JAIME T. GAISANO, petitioner
vs. DEVELOPMENT INSURANCE AND SURETY CORPORATION, respondent.
G.R. No. 190702, February 27, 2017

Facts:

Petitioner Gaisano was a registered owner of a vehicle, while respondent is a domestic corporation
engaged in the insurance business.

Respondent issued a comprehensive commercial vehicle policy to the petitioner for his three
vehicles. To collect the premiums respondent’s agent issued a statement of account to the petitioner
which the latter immediately processed the payments by issuing a check on the same day.

However, nobody from the respondent’ agent could pick up the check, respondent informed the
petitioner that they will be sending their messenger to pick up the check the following day.

In the evening of the same day, a day before the premium is to be paid the vehicle was stolen in the
vicinity of SM Megamall. Despite search and retrieval efforts, the vehicle was not recovered.

The next day the check was picked up and was deposited for encashment three days after. On the
same day of encashment, petitioner informed the respondent of the vehicle’s loss and filed a claim
for the insurance proceeds to which the petitioner refused.

As a result, petitioner filed a Complaint for Collection of Sum of Money and damages before the RTC.
RTC ruled in favor of the petitioner. However it was denied by the CA on the ground that no premium
was paid upon the loss of the vehicle.

Hence, this petition.

Issue:

Whether or not there is a binding insurance contract between petitioner and respondent.

Ruling:

No, there is no valid and binding insurance contract between the parties.

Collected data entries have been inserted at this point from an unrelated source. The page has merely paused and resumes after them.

Issue #823, opened 2022-06-13
Docker rootless - Permission issue?


Kirk1984:
Hello,

today i tried setting up AiO (1.4.0) under Ubuntu 22.04 and ran into a permission issue. i setup a clean Debian 11 install with the same result. It is the same result with and without the "NEXTCLOUD_DATADIR" env variable.
The used compose file worked before during testing. I guess it started with 1.3.1, but sadly i didn't pay much attention because the old test microsd was corrupt.

This is the error the aio-nextcloud container puts out:
```
Configuring Redis as session handler
touch: /mnt/ncdata/this-is-a-test-file: Permission denied
The www-data user doesn't seem to have access rights in /mnt/ncdata.
Did you maybe change the datadir and did forget to apply the correct permissions?
```

And the Apache container waits for nextcloud:
```
nc: getaddrinfo for host "nextcloud-aio-nextcloud" port 9000: Name or service not known
Waiting for Nextcloud to start...
```

szaimen:
Hi, can you show me the docker compose file?

Also did you follow https://github.com/nextcloud/all-in-one#how-to-change-the-default-location-of-nextclouds-datadir and adjusted the permissions correctly?

Kirk1984:
My current docker-compose:
```
version: "3.8"

volumes:
  nextcloud_aio_mastercontainer:
    name: nextcloud_aio_mastercontainer

services:
  nextcloud:
    image: nextcloud/all-in-one:latest-arm64
    restart: unless-stopped
    container_name: nextcloud-aio-mastercontainer
    volumes:
      - nextcloud_aio_mastercontainer:/mnt/docker-aio-config
      - /$XDG_RUNTIME_DIR/docker.sock:/var/run/docker.sock:ro
    environment:
      - APACHE_PORT=11000
      - DOCKER_SOCKET_PATH=$XDG_RUNTIME_DIR/docker.sock
      - NEXTCLOUD_DATADIR=/mnt/ncdata
    ports:
      - 8080:8080
```

I also did the permissions you mentioned before starting the container. neither /mnt/ncdata nor any other location (a folder in /home for example) worked so far.

And i was wrong, it works without NEXTCLOUD_DATADIR, it just takes its sweet time on my Pi.

szaimen:
> And i was wrong, it works without NEXTCLOUD_DATADIR, it just takes its sweet time on my Pi.

So then it works now and we can close this?

szaimen:
[...]

PR #829, opened 2022-06-15
add a note on docker-rootless regarding permissions outside the conta…

szaimen:
…iners

Close https://github.com/nextcloud/all-in-one/issues/823


szaimen:
@Kirk1984 does this look good to you?

Kirk1984:
I don't think that will work.
In my test the user pi is 1000:1000 and the Folder the rootless docker should use is pi:pi. It didn't work. It only worked when i setup Nextcloud All in One with a volume and copied the value that volume had (1000032:1000032) onto the Folder i want to Bind. Only then it worked. But "systemctl --user status docker" shows only group 1000 for cgroup and containerd.

"ps -u pi" shows that the user pi runs docker (dockerd, containerd, etc). The same user that created the folder that should be used as a bind volume.

szaimen:
Okay, so the folders outside the containers do not created with the user that is running the docker daemon?

Kirk1984:
> Okay, so the folders outside the containers do not created with the user that is running the docker daemon?

No, the volume was 100032:100032. Which seems to be normal (what i found googling). Looks like the values are always over 100000. 

 grep ^$(whoami): /etc/subuid shows also 100000 as the first value.

szaimen:
Hm... then this is maybe really a bug?

Or could `100032:100032` be applied to make it work?

Kirk1984:
When i'm i will check if maybe values over100000 work in general. My older system doesn't use 32 but 999.

Issue #834, opened 2022-06-18
Make collabora work behind Apache and Nginx


charredchar:
### How to use GitHub

* Please use the 👍 [reaction](https://blog.github.com/2016-03-10-add-reactions-to-pull-requests-issues-and-comments/) to show that you are affected by the same issue.
* Please don't comment if you have no relevant information to add. It's just extra noise for everyone subscribed to this issue.
* Subscribe to receive notifications on status change and new comments. 

### Steps to reproduce
1. Install Nextcloud AIO following the steps in `readme.md`. Enable the Collabora container from the AIO Interface.
2. Open any .docx or .odt file.

### Expected behavior 
Collarbora/Nextcloud Office loads the file in the browser

### Actual behavior 
I receive an error, "Document Loading failed. Failed to load Nextcloud Office - please try again later"

### Host OS 
Ubuntu Server 20.04 in a Windows Server Hyper-V VM.

#### Nextcloud AIO version 
Nextcloud AIO v1.4.0

#### Current channel 
Latest, attempted Beta with the same results.

#### Other valuable info 
I am currently running Nextcloud through an Apache Reverse Proxy located on another VM. I followed the setup under `reverse-proxy.md`  including the VirtualHosts and startup command. Everything except for Collabora works perfectly as expected.
I wouldn't mind testing without a reverse proxy at all, using just the server IP, for testing but I couldn't get through the AIO setup without a domain entered.
I've tried it in Edge, Chrome and Firefox. Adblock disabled.

AIO Apache Log; https://pastebin.com/7VNKQw29
AIO Nextcloud Log; https://pastebin.com/NcnBpz4C
Chrome Console while loading file; https://pastebin.com/YRxkR55L
AIO Collabora log is too large for Pastebin.

szaimen:
@Cr0iX am I correct that you are running AIO behind Apache? If yes, is it possible for you to reproduce this issue?

Cr0iX:
> @Cr0iX am I correct that you are running AIO behind Apache? If yes, is it possible for you to reproduce this issue?

I have just tried to run nextcloud-aio with collabora instead of onlyoffice, and i can confirm that the error "Document loading failed" is back. I've tried both .odt and .docx, and both have the same error.

Pulling the updates to see if stuff changes.
Still same error with latest docker versions.

szaimen:
I see. Thanks for providing the log!

Can you check if adding `ProxyPreserveHost On` makes it work? 
Thank you!

[...]

PR #835, opened 2022-06-20
apache documentation - make the push proxy work

szaimen:
Close part of https://github.com/nextcloud/all-in-one/issues/834

### DIFF
--- a/reverse-proxy.md
+++ b/reverse-proxy.md
@@ -20,7 +20,7 @@ In order to run Nextcloud behind a reverse proxy, you need to specify the port t
 
 <summary>click here to expand</summary>
 
-**Disclaimer:** It might be possible that the config below is not working 100% correctly, yet. Improvements to it are very welcome!
+**Disclaimer:** It might be possible that the config below is not working 100% correctly, yet. See e.g. https://github.com/nextcloud/all-in-one/issues/834. Improvements to it are very welcome!
 
 Add this as a new Apache site config:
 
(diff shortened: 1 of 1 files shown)


2020Sanoj (commented):
For me, collabora still doesn't work with this change.

szaimen:
> For me, collabora still doesn't work with this change.

So you are running it behind apache, too?

Or is this happening with other reverse proxies, too?

2020Sanoj:
> > For me, collabora still doesn't work with this change.
> 
> So you are running it behind apache, too?
> 
> Or is this happening with other reverse proxies, too?

I've stopped my NPM and updated my apache config with this change, started apache server and tested it. So I use the NPM, but have apache2 for testing also installed.
With the NPM it works. But with this apache config not.

szaimen:
> With the NPM it works. But with this apache config not.

Thanks for letting me know!

Yeah, we need to check what we can adjust so that websocket connections for collabora work behind apache, too.

szaimen:
https://httpd.apache.org/docs/current/mod/mod_rewrite.html#rewritecond

2020Sanoj:
> https://httpd.apache.org/docs/current/mod/mod_rewrite.html#rewritecond
> 
> Check what happens if these get removed:
> 
> https://github.com/nextcloud/all-in-one/blob/56948a81407b6d0c56cbb9b731a4555a9d448e3c/reverse-proxy.md?plain=1#L46-L47

Still same problem

2020Sanoj:
But Websocket in general works
grafik

szaimen:
Should check and test some things of https://github.com/nextcloud/integration_whiteboard#optionally-make-spacedeck-accessible-via-a-reverse-proxy-in-a-virtual-host

szaimen:
Push notifications do work now with this config but I was unfortunately not abel to make collabora work even after trying for a few hours. I think it does not work because collabora seemingly does not send the upgrade variable nor the connection variable...

szaimen:
merging this since it seems to fix at least this one issue...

Under Section 77 of the Insurance Code: An insurer is entitled to payment of the premium as soon as
the thing insured is exposed to the peril insured against. Notwithstanding any agreement to the
contrary, no policy or contract of insurance issued by an insurance company is binding and valid
unless and until the premium thereof has been paid.

Thus, we find that petitioner is not entitled to the insurance proceeds because no insurance policy
became effective for lack of premium payment.